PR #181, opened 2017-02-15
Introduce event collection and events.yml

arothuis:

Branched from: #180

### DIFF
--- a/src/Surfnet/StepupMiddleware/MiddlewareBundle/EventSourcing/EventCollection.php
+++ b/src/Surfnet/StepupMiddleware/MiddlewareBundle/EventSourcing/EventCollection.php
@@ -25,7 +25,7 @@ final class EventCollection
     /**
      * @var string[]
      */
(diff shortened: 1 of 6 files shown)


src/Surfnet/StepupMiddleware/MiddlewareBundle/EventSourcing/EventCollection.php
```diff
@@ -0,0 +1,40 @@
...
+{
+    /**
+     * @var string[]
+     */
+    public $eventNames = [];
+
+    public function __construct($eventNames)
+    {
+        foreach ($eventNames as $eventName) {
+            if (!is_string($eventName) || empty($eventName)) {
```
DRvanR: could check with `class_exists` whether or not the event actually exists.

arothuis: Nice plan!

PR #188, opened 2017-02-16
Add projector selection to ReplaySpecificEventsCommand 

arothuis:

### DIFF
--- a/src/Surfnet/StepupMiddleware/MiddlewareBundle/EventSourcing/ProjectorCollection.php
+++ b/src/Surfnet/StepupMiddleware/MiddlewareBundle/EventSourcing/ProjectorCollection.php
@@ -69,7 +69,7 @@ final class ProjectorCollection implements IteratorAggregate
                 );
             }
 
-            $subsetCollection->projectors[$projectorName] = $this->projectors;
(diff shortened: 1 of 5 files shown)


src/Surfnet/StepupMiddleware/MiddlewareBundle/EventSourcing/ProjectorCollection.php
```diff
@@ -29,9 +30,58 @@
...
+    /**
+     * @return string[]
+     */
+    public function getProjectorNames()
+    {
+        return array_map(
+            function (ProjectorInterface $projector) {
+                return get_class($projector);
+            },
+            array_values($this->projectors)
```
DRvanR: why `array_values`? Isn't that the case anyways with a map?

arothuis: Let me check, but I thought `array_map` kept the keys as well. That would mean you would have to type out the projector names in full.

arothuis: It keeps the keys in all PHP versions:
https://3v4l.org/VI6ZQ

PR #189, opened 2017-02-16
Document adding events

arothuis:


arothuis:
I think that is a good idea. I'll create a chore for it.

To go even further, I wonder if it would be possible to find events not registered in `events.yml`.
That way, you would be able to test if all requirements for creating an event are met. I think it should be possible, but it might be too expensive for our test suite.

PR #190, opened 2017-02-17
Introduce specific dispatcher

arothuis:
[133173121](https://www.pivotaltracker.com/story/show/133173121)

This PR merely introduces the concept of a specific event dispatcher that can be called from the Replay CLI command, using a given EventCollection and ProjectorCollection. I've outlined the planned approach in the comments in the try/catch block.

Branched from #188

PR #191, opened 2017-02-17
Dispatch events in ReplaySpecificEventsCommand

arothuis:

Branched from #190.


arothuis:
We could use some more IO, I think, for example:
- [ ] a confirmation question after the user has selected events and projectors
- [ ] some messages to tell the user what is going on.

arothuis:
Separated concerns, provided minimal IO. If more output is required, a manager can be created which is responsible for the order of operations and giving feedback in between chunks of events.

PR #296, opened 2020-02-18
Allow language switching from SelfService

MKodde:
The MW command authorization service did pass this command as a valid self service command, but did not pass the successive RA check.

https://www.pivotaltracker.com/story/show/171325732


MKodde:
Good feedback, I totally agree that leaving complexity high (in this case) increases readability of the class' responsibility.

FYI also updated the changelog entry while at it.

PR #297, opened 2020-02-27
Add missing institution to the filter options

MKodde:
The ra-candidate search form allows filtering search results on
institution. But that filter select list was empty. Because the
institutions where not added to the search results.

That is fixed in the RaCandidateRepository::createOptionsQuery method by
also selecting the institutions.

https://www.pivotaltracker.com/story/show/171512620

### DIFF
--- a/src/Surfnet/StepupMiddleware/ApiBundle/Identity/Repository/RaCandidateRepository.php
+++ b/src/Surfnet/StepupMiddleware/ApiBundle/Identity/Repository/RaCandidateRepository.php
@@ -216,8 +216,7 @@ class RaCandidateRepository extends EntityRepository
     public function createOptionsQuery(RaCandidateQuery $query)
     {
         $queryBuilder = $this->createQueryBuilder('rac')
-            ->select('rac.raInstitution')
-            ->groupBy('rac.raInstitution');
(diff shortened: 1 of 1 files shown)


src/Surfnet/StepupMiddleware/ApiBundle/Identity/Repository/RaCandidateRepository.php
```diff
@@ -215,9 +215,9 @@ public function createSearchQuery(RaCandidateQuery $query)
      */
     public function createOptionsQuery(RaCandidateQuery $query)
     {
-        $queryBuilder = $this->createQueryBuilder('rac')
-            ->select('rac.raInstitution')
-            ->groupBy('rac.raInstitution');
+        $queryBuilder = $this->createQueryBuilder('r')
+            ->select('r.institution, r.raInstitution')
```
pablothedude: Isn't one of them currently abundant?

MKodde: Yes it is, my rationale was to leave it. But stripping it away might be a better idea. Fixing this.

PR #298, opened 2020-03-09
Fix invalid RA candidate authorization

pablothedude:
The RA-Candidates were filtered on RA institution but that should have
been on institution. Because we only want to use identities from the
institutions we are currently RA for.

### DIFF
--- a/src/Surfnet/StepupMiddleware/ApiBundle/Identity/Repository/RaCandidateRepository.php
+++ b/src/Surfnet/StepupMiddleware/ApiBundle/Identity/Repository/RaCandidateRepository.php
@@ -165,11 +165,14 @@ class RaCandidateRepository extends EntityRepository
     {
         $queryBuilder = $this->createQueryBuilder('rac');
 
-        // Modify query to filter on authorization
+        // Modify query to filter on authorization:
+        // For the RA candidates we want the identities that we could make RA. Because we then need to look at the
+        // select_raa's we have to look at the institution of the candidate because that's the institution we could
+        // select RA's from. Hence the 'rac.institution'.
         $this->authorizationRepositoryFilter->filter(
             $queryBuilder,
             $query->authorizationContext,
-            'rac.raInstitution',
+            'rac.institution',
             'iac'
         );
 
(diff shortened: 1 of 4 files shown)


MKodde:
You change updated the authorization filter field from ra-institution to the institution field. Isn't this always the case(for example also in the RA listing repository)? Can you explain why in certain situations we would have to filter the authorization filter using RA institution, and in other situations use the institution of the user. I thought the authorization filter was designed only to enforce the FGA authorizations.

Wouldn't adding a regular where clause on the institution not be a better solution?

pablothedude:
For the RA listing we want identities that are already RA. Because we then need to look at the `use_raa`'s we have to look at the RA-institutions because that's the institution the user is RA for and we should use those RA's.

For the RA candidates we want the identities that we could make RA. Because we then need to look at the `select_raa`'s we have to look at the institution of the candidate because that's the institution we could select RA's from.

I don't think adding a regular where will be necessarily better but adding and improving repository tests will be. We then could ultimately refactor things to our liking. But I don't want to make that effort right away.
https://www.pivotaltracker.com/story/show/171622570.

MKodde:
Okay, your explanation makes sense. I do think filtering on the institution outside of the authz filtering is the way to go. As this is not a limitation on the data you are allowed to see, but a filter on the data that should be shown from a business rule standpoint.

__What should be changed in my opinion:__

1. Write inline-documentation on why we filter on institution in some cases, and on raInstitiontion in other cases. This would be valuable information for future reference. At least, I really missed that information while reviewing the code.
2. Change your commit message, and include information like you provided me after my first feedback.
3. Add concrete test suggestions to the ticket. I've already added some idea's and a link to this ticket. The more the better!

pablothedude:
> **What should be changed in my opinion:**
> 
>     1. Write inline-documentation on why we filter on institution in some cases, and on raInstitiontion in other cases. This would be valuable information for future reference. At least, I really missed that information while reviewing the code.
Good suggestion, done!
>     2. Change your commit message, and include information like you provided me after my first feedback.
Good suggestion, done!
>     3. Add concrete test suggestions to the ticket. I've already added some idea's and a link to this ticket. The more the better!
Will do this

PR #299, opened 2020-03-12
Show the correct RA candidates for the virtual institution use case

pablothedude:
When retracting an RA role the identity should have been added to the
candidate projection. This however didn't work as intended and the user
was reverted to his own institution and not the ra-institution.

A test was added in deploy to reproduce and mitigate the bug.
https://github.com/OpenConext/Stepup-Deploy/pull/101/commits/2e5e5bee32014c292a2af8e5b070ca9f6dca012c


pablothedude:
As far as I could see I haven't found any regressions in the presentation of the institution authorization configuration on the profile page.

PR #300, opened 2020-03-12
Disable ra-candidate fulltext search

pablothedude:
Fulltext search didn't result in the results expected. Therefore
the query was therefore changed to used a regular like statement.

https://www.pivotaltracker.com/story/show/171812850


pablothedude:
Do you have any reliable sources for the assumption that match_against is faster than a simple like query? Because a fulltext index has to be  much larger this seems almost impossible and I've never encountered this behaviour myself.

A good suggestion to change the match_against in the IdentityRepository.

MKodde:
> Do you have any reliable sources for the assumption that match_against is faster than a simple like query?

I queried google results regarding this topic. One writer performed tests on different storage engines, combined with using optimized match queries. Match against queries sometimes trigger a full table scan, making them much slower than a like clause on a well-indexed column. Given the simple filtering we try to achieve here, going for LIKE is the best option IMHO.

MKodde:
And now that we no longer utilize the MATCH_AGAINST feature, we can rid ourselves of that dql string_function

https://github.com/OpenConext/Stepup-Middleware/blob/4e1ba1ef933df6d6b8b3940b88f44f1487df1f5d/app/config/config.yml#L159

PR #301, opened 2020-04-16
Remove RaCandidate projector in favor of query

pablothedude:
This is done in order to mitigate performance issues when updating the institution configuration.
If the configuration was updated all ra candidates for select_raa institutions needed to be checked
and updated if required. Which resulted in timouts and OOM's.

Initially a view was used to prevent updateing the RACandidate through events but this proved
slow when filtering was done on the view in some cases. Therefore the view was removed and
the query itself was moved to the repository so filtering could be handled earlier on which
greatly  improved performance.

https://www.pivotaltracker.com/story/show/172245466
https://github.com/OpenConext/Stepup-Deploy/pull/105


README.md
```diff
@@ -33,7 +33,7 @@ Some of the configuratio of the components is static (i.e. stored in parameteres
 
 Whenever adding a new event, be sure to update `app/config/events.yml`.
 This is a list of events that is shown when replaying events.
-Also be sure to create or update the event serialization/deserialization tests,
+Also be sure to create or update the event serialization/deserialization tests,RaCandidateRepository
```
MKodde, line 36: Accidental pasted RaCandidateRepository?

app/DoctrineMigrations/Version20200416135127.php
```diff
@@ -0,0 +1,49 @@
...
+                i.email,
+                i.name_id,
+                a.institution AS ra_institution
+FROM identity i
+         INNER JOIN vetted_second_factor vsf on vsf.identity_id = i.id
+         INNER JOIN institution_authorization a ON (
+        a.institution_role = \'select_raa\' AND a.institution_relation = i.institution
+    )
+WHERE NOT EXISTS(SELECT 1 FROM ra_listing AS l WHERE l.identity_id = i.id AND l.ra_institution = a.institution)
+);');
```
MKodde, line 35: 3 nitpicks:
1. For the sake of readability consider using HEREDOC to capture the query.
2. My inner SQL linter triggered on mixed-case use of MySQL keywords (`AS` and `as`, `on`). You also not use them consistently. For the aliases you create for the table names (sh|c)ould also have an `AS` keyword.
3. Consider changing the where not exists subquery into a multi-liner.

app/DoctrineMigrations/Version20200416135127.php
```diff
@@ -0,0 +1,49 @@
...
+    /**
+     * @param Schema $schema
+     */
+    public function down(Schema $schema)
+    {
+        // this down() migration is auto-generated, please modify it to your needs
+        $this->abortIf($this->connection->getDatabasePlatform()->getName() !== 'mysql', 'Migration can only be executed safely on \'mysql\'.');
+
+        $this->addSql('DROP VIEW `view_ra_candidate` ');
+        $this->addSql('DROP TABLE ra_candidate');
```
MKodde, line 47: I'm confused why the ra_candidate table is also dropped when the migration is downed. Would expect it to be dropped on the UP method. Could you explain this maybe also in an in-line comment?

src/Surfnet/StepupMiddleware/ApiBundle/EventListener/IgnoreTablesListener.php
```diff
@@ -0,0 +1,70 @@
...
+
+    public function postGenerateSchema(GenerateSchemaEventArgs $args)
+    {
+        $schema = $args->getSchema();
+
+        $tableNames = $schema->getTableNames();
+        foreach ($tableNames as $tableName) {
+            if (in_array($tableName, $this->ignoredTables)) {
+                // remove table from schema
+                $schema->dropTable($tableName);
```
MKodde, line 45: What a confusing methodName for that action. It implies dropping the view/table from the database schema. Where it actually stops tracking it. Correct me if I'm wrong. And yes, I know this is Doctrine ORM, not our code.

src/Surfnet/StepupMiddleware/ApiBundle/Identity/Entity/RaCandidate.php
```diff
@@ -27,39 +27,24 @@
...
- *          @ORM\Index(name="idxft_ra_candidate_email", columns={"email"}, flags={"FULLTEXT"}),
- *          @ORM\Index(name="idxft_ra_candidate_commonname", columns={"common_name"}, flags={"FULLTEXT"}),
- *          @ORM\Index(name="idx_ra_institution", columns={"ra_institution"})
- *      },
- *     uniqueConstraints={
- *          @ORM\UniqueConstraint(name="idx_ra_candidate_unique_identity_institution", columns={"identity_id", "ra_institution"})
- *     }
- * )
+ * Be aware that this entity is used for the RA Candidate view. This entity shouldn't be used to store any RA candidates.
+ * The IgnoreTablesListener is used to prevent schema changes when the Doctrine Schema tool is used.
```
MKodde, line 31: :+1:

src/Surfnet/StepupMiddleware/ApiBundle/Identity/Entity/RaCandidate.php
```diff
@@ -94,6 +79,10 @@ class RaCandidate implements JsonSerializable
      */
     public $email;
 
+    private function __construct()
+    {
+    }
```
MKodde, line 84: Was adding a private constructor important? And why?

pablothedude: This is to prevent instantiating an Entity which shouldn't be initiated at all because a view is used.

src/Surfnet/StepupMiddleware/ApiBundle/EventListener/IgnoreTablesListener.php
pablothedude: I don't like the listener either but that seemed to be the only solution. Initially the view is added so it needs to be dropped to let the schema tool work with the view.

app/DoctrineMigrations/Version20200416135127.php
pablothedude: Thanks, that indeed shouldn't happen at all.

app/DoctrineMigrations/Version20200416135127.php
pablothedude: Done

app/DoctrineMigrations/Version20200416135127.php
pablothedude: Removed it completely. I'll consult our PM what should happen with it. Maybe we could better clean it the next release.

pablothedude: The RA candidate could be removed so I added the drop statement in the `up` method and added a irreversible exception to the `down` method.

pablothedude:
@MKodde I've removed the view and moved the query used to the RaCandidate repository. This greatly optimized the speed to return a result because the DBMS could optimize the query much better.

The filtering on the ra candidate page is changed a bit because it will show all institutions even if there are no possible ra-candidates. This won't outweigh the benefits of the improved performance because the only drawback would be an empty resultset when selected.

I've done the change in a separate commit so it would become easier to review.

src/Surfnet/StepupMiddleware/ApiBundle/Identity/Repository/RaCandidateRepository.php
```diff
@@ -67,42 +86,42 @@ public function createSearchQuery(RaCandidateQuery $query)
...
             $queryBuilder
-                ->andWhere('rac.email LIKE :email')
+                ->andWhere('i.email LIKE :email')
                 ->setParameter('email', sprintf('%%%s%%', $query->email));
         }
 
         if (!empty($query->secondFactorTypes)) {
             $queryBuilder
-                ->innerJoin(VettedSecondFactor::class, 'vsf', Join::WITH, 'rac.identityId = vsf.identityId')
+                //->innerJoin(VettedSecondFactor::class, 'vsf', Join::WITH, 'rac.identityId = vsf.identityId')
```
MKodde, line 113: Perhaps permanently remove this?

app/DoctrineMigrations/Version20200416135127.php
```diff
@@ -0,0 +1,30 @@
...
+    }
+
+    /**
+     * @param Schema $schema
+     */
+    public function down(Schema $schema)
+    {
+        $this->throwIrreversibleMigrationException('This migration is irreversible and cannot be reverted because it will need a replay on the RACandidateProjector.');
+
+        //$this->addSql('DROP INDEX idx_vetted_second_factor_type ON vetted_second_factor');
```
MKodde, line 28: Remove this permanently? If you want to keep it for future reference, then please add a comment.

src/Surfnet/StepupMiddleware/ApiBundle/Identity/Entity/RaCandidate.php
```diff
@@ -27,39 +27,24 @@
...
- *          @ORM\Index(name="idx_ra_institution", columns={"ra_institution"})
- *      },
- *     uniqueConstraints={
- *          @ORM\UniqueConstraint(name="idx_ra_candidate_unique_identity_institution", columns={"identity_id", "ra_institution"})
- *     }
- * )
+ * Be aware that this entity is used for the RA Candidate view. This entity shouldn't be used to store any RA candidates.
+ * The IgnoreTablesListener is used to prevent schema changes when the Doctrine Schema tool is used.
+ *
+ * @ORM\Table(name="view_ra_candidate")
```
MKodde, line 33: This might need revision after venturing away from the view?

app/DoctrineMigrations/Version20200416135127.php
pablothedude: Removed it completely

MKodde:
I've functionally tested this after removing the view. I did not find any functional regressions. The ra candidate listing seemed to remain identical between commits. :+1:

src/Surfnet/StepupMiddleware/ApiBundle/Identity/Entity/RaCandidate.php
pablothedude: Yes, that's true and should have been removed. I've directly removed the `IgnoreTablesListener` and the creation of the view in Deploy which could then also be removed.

## [EXERCISE DETAILS]
The word to find is "page". Copy every line of the records that holds it.

## [YOUR RESPONSE]
As far as I could see I haven't found any regressions in the presentation of the institution authorization configuration on the profile page.
The filtering on the ra candidate page is changed a bit because it will show all institutions even if there are no possible ra-candidates. This won't outweigh the benefits of the improved performance because the only drawback would be an empty resultset when selected.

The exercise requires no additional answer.